● RECORDS TO USE:
PR #88, opened 2023-02-02
Add unsigned & zerofill options to numeric types

DerekStride:
## What

Follow-up to #86 (includes the original commits)

This version of the PR adds an `unsigned_type` function that will create a choice rule to prefix a node with `UNSIGNED` or suffix it with either `UNSIGNED` or `ZEROFILL`.

It should cover most cases highlighted in the MariaDB & MySQL docs see https://github.com/DerekStride/tree-sitter-sql/pull/86#issuecomment-1413893890

https://mariadb.com/kb/en/numeric-data-type-overview/#signed-unsigned-and-zerofill
https://dev.mysql.com/doc/refman/8.0/en/numeric-type-syntax.html


DerekStride:
@matthias-Q Does this look like an okay solution to you?

matthias-Q:
Looks good to me. I was wondering if we should add comments in the code where we use dialect specific implementations like `int1`

DerekStride:
> I was wondering if we should add comments in the code where we use dialect specific implementations like int1

I'm wondering how to handle this as well.

Anonymous nodes are another approach (nodes that start with `_`) e.g.

```javascript
unsigned: $ => choice($._mysql_unsigned, $._postgresql_unsigned),
_mysql_unsigned: $ => seq(...),
_postgresql_unsigned: $ => seq(...),
```

LeoniePhiline:
When naming such things, it could be useful to determine first what is SQL standard and what is a server-specific extension.

Also, how to name non-standard extensions which are not specific to one implementation, but shared by multiple (but not all)?

PR #90, opened 2023-02-03
CI autogenerate and commit parser.c

### LINKED ISSUE #76: generated files and workflows

matthias-Q:
This is a suggestion for resolve #76 

I tried to test it on my branch and I think it works. We also need to add the `parser.c` in the `.gitignore`

### DIFF
--- a/.github/workflows/ci.yml
+++ b/.github/workflows/ci.yml
@@ -35,6 +35,8 @@ jobs:
       - run: |
           git config --global user.name "github-actions[bot]"
           git config --global user.email "41898282+github-actions[bot]@users.noreply.github.com"
-          git add src/parser.c
+          # git add src/parser.c
+          touch testfile
+          git add testfile
           git commit -m "[skip ci] auto generate parser.c"
           git push
--- a/.github/workflows/ci.yml
+++ b/.github/workflows/ci.yml
@@ -2,7 +2,7 @@ name: Build/test
 on:
   push:
     branches:
-      - "main"
+      - "ci_autogenerate_parser"
   pull_request:
     types: [opened, synchronize, reopened, ready_for_review]
     branches:
@@ -24,7 +24,7 @@ jobs:
   deploy:
     runs-on: ubuntu-latest
     needs: test
-    if: github.ref == 'refs/heads/main'
+    # if: github.ref == 'refs/heads/main'
     steps:
       - uses: actions/checkout@v2
       - uses: actions/setup-node@v2
--- a/.github/workflows/ci.yml
+++ b/.github/workflows/ci.yml
@@ -26,7 +26,6 @@ jobs:
     needs: test
     if: github.ref == 'refs/heads/main'
     steps:
-      - name: Generate parser.c
       - uses: actions/checkout@v2
       - uses: actions/setup-node@v2
         with:
--- a/.github/workflows/ci.yml
+++ b/.github/workflows/ci.yml
@@ -15,10 +15,10 @@ jobs:
       matrix:
         os: [macos-latest, ubuntu-latest, windows-2019]
     steps:
-      - uses: actions/checkout@v2
-      - uses: actions/setup-node@v2
+      - uses: actions/checkout@v3
+      - uses: actions/setup-node@v3
         with:
-          node-version: 14
+          node-version: 18
       - run: npm install
       - run: npm test
   deploy:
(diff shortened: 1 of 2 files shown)


matthias-Q:
Here are some references:
https://github.com/orgs/community/discussions/26615
https://stackoverflow.com/questions/58139406/only-run-job-on-specific-branch-with-github-actions
https://github.blog/changelog/2021-02-08-github-actions-skip-pull-request-and-push-workflows-with-skip-ci/

.github/workflows/ci.yml
```diff
@@ -21,3 +21,19 @@ jobs:
...
       - run: npm test
+  deploy:
+    runs-on: ubuntu-latest
+    needs: test
+    if: github.ref == 'refs/heads/main'
+    steps:
+      - uses: actions/checkout@v2
+      - uses: actions/setup-node@v2
+        with:
+          node-version: 14
```
LeoniePhiline, line 32: Security support ends in 2 months and 3 weeks
(30 Apr 2023)

https://endoflife.date/nodejs

IIRC node 18 (latest LTS) worked for you in building node-gyp? That should be used (Support ends in 2 years and 2 months
(30 Apr 2025))

matthias-Q: So you suggest this?
```yaml
- uses: actions/checkout@v3
- uses: actions/setup-node@v3
  with:
    node-version: 18
```

I saw the deprecation warning, but it stated Node12 not Node14

LeoniePhiline: Yes. And I suggest changing the node version a few lines above as well.

.github/workflows/ci.yml
```diff
@@ -21,3 +21,19 @@ jobs:
...
+      - run: npm install
+      - run: |
+          git config --global user.name "github-actions[bot]"
+          git config --global user.email "41898282+github-actions[bot]@users.noreply.github.com"
+          git add src/parser.c
```
matthias-Q, line 37: We should probably also include
```yaml
    git add src/grammar.json
    git add src/node-types.json
```

LeoniePhiline: Just `git add src`

LeoniePhiline, line 37:
```suggestion
          git add src
```

.github/workflows/ci.yml
```diff
@@ -21,3 +21,19 @@ jobs:
...
+          git commit -m "[skip ci] auto generate parser.c"
```
LeoniePhiline, line 38:
```suggestion
          git commit -m "[skip ci] auto generate parser"
```

.github/workflows/ci.yml
```diff
@@ -21,3 +21,19 @@ jobs:
           node-version: 14
```
LeoniePhiline:
```suggestion
          node-version: 18
```

dmfay:
Unfortunately I think there is an issue with regenerating the parser in a new commit on `main`: there will be a (brief) window during which the state of `main` is inconsistent and consumers could wind up with unexpected behavior.

I think the ideal place to regenerate the files is in a final commit on the branch _before_ it's merged into `main`; I've done [a little experimenting with a label-based process on my fork](https://github.com/dmfay/tree-sitter-sql/blob/main/.github/workflows/merge.yml) but haven't got it working yet -- feel free to pick it up and run with it if you think it's promising!

matthias-Q:
Ah, I see. You are right, for the 2-3 minutes while the CI actions are running, we have an inconsistent code base.

Can you explain how your approach should work in theory? If a PR is accepted, it should be labled with `merge` and then it triggers the actions in `merge.yaml`, correct?

dmfay:
> Ah, I see. You are right, for the 2-3 minutes while the CI actions are running, we have an inconsistent code base.
> 
> Can you explain how your approach should work in theory? If a PR is accepted, it should be labeled with `merge` and then it triggers the actions in `merge.yaml`, correct?

yes, that's the idea! Once labeled it should merge `main` into the branch (without committing), check out the `main` version of the parser files (eliminating any conflicts outside grammar.js which must be manually resolved), rebuild them to include the branch changes, then commit, push, and merge the pull request, and finally clean up the label.

matthias-Q:
I think that your solution is better. What is currently not working?

matthias-Q:
I was looking in you version and into https://docs.github.com/en/actions/using-workflows/triggering-a-workflow#using-conditionals

Did you tried this line with out the curly braces `{{...}}`? 
```
    if: github.event.label.name == 'merge'
```

matthias-Q:
@dmfay @DerekStride I think I solved the issue. Building upon @dmfay work, I added a `merge.yml`, which triggers a "push force" when the `merge` label has been let to the PR.

Unfortunately, I uses a third party Github Action: https://github.com/marketplace/actions/github-push

I have tested this on a private repository. You also need to allow the Github actions bot to have write permissions on the repo.

DerekStride:
I took a different approach in #100, I like the label approach if we still want the artifacts on the `main` branch but I think I'd prefer to keep them separate.

DerekStride:
I'm going to close this since #100 was merged, we can re-open it if we decide that #100 was the wrong decision in the future.

PR #92, opened 2023-02-14
feat: Parse float

### LINKED ISSUE #81: Support for floating point literals
`_number` is defined as integer:
```
    _number: _ => /\d+/,
```
https://github.com/DerekStride/tree-sitter-sql/blob/286e10c5bc5d1703ee8f9afb351165a9a6182be1/grammar.js#L1488

This causes a parse error in queries containing floating point numbers:

```sql
SELECT 3.5;
```

For a fix, the question is if `_number` should add an optional `(?:\.\d+)?` or if a secondary number type should be added.

`$._number` is used in quite a few places. Some of these places should probably allow floating point numbers (e.g. ranges), while others should not (like params to `parametric_type()`.

### LINKED ISSUE #91: Missing floating numbers
The parser does not handle `1.1` `.1` or `1.`

Float should be parsed in statements like:

```sql
select
1.1 as f
where 1.1 = 1.1
```

or

```sql
select
a * 1.1
from b
```

I will submit a PR, but I am struggling to put the node at the right location.

matthias-Q:
Fixes #81

I have added the regex. Where should the node go?
When I add them to L1573:
```javascript
    _expression: $ => prec(1,
      choice(
        $.literal,
        $._decimal_number,
        $.field,
        $.parameter,
        $.list,
        $.case,
        $.window_function,
        $.subquery,
        $.cast,
        alias($.implicit_cast, $.cast),
        $._aggregate_function,
        $.invocation,
        $.binary_expression,
        $.unary_expression,
        $.array,
      )
    ),
```

Then a lot of tests fail, because instead of matching on `all_fields` it matches to `binary_expression`. This has probably to do with the `prec()` of this node.

### DIFF
--- a/grammar.js
+++ b/grammar.js
@@ -1670,6 +1670,7 @@ module.exports = grammar({
       $._double_quote_string,
     ),
     _number: _ => /\d+/,
+    _decimal_number: _ => /\d*[.]?\d*/,
     bang: _ => '!',
 
     identifier: $ => choice(
--- a/grammar.js
+++ b/grammar.js
@@ -1672,9 +1672,9 @@ module.exports = grammar({
     ),
     _number: _ => /\d+/,
     _decimal_number: $ => choice(
-        seq(".", $._number),
-        seq($._number, ".", $._number),
-        seq($._number, "."),
+        seq(optional("-"), ".", $._number),
+        seq(optional("-"), $._number, ".", $._number),
+        seq(optional("-"), $._number, "."),
     ),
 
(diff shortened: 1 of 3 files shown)


matthias-Q:
I added it to the `$.literal` node, and switched from a regex to a tree sitter construct.
Supports signed and unsigned floats.

DerekStride (approved):
Literal seems like the right spot for it and using the treesitter constructs looks great.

● ACTION ITEM: For the listing above, state how many lines hold the string "minutes", giving the number alone.

● EXERCISE RESPONSE: 2